Multi-utility Learning: Structured-output Learning with Multiple Annotation-specific Loss Functions
This work addresses the problem of data scarcity in structured prediction for computer vision researchers, offering an incremental improvement by integrating diverse weak annotations.
The paper tackles the challenge of structured-output learning with limited fully labeled data by introducing a multi-utility learning framework that leverages multiple forms of weak supervision, such as bounding boxes and image-level labels, to improve semantic image segmentation accuracy.

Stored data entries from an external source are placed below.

PR #3017, opened 2025-08-19
osde2e-upgrade-runner

Ramakrishn07:
Task - https://issues.redhat.com/browse/OSD-30938

This PR introduces a new Jenkins job script to replicate the functionality of the existing Prow-based osde2e upgrade jobs. The script provisions an OSD AWS cluster on the previous minor version (Y-1), performs the upgrade to the latest minor version (Y), and runs the full osde2e test suite.


btoll:
@Ramakrishn07 Can you change the name?  I think it would be better to name it based on its intent rather than on the env vars used.  If they ever change then the script name would no longer be reflective of it.

PR #3137, opened 2026-03-04
SDCICD-1715 update readme  file

ritmun:
This updated info should reflect in https://pkg.go.dev/github.com/openshift/osde2e#readme-tests


ritmun:
stale, should be reworked on when required

PR #3148, opened 2026-03-11
Fix Slack channel to use saas configured channel

YiqinZhang:
Fixes Slack notifications not being sent for ad-hoc test suite failures when LLM log analysis is disabled.

Decouple notification queueing from EnableAnalysis flag — queueNotification is always called on failure
sendFailureNotification uses SLACK_CHANNEL (SaaS parameter) directly for channel resolution
Per-suite and global notifications are mutually exclusive to prevent duplicates

Notification paths

| Scenario | Per-suite notification | Global notification |
|---|---|---|
| No suites, test failed | None (queue empty) | Sent |
| Suites configured, test failed, analysis on | Sent (with LLM content) | Skipped |
| Suites configured, test failed, analysis off | Sent (without LLM content) | Skipped |
| Provision failed, suites configured | None (tests never ran) | Sent (fallback) |
| Provision failed, no suites | None | Sent |

[SDCICD-1758](https://issues.redhat.com/browse/SDCICD-1758)

### DIFF
--- a/pkg/common/config/config.go
+++ b/pkg/common/config/config.go
@@ -14,7 +14,7 @@ import (
 )
 
 // channel id for #hcm-cicd-notifications
-const DefaultNotificationsChannel = "C06HQR8HN0L"
+const defaultNotificationsChannel = "C06HQR8HN0L"
 
 type Secret struct {
 	FileLocation string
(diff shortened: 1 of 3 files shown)


ritmun:
I think this update is not fixing the issue of suite level slacks not going out. 

The pending collection of notifications is staying empty, because it's still dependent on llm enabled flag, and it's set to false. This is why test suite notifications(deferred) aren't going out. Slack should be independent of log analysis per https://issues.redhat.com/browse/SDCICD-1767.

 Continuing discussion in [slack](https://redhat-internal.slack.com/archives/CMK13BP4J/p1773325844297969?thread_ts=1773254690.132599&cid=CMK13BP4J)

Structured-output learning is a challenging problem; particularly so because of the difficulty in obtaining large datasets of fully labelled instances for training. In this paper we try to overcome this difficulty by presenting a multi-utility learning framework for structured prediction that can learn from training instances with different forms of supervision. We propose a unified technique for inferring the loss functions most suitable for quantifying the consistency of solutions with the given weak annotation. We demonstrate the effectiveness of our framework on the challenging semantic image segmentation problem for which a wide variety of annotations can be used. For instance, the popular training datasets for semantic segmentation are composed of images with hard-to-generate full pixel labellings, as well as images with easy-to-obtain weak annotations, such as bounding boxes around objects, or image-level labels that specify which object categories are present in an image. Experimental evaluation shows that the use of annotation-specific loss functions dramatically improves segmentation accuracy compared to the baseline system where only one type of weak annotation is used.